もちろん知識としてはそれがどういうもんか知ってるし、蘭だって女の子だ。
それがあって当たり前なのは良く分かってるつもりだ////   いずれ蘭とそういう関係になりたい俺としては、蘭のそういったことを把握しとくのは必要だと思ってるし/////// だがしかし・・・(そんなこと思ってるなんて蘭に話すわけはないんだが/////)

「ふぇ・・・いたい・・よぉ・・・・・・・・」

あーーーーっっ今はそれどころじゃ
ねぇっっ!! 蘭が苦しんでるんだ! 
何とかしないと!!

「蘭、薬どこあるんだ?」
「うっ・・・うっ・・・うえっ・・・・く・・くすり?・・・・うっ・・・ふぇっ・・・・」

(だめだ。熱と痛みで、訳わかんなくなってるみてぇだ。薬飲ませないと・・・・・・って、解熱剤と頭痛薬と生理痛止めの薬ってどれだ?ってか、同じ薬で良いのか?違うとすれば一緒に飲んでもいいもんなのか?分かんねぇ!!!!)

(そういや確か近くに薬局あったよな・・・もうそろそろ開いてるはず。
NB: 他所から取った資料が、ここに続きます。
PR #2177, opened 2023-09-20
fix: use spot label nodes from custom provider config

a7i:
## What does this PR change?
* Use `spotLabel` and `spotLabelValue` from custom provider config. We don't use Karpenter nor EKS but have our own self-managed Kubernetes clusters on AWS

* 

* For users that specify the `spotLabel` and `SpotLabelValue` in a custom provider, it will use those labels.

```json
  aws.json: |-
    {
        "athenaBucketName": "s3://...",
        "athenaCatalog": "..",
        "athenaDatabase": "..",
        "athenaProjectID": "...",
        "athenaRegion": "us-west-2",
        "athenaTable": "...",
        "athenaWorkgroup": "...",
        "description": "pricing model form Athena. AWS pricing API data still used for total node cost.",
        "provider": "aws",
        "spotLabel": "node-type",
        "spotLabelValue": "node-spot"
    }
```

* Closes ...

## How was this PR tested?
* Unit tests and local cluster

* No

*

### DIFF
--- a/pkg/cloud/aws/provider.go
+++ b/pkg/cloud/aws/provider.go
@@ -666,6 +666,9 @@ func (k *awsKey) Features() string {
 // If the instance is a spot instance, it will return PreemptibleType
 // Otherwise returns an empty string
 func (k *awsKey) getUsageType(labels map[string]string) string {
+	if kLabel, ok := labels[k.SpotLabelName]; ok && kLabel == k.SpotLabelValue {
+		return PreemptibleType
+	}
 	if eksLabel, ok := labels[EKSCapacityTypeLabel]; ok && eksLabel == EKSCapacitySpotTypeValue {
 		// We currently write out spot instances as "preemptible" in the pricing data, so these need to match
 		return PreemptibleType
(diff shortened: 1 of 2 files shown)


lmello:
Adding a little bit more context on this PR: 
We were seeing the following error message in our logs: 
"Invalid Pricing Key us-west-2,c5.4xlarge,linux, "  notice the trailing comma. This PR fixes the trailing comma issue.

mattray:
Thanks for the PR following up on our conversation in #opencost! I've raised this with Kubecost Engineering to triage for inclusion in the next release (1.107).

Could you please give a little more context for the OpenCost version you found this and where you were experiencing this (just AWS us-west-2?) and any other environmental details you think might be relevant (Kubernetes version)?

a7i:
opencost version: v105
kubernetes: 1.26.7
We run our own plain vanilla Kubernetes on AWS (not using kOPS nor EKS) and we use Cluster-Autoscaler (not using Karpenter). As a result we use our own custom node labels (including spot labels).

This can be reproduced in all regions.

mattray:
If you're running 1.105.0 or 1.105.1 I highly recommend you upgrade to 1.105.2 or 1.106.1 because there is a bug with those releases where deleted nodes are not removed from cost calculations, creating inaccurate output.

nikovacevic (approved):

あそこで聞いたほうがいいかもしんねぇ)

「蘭、近くの薬局で薬買ってくるから待ってろよ!!」

「や・・・だ!!行・・かな・・い・・・で・・・・そばに・・・いて・・・・お・・・ねが・・い・・・・ひとり・・・に・・し・・ないで・・・・・・」

手にしがみつかれながら、上目遣いの涙で潤んだ目で見られると・・・

(だからっ、そりゃやばいだろ///  熱あるんだし、あれの最中だし・・・って、そうじゃねぇーーーーー!!!!////////)

「20分・・・いや15分・・・・・10分、10分で必ず戻ってくるから!!」
「で・・・も・・・・・」
「薬買ってくるだけだから! すぐ戻ってくっから!! なっ?」
「う・・ん・・・はや・・・く・・・き・・て・・・」
「分かってる!!」

俺は引出しから蘭の家の鍵を取り出すと、なるべく早く戻ってくるべく速攻で家を出るとすばやく鍵をかけ、自転車に飛び乗ると一路薬局に向かった。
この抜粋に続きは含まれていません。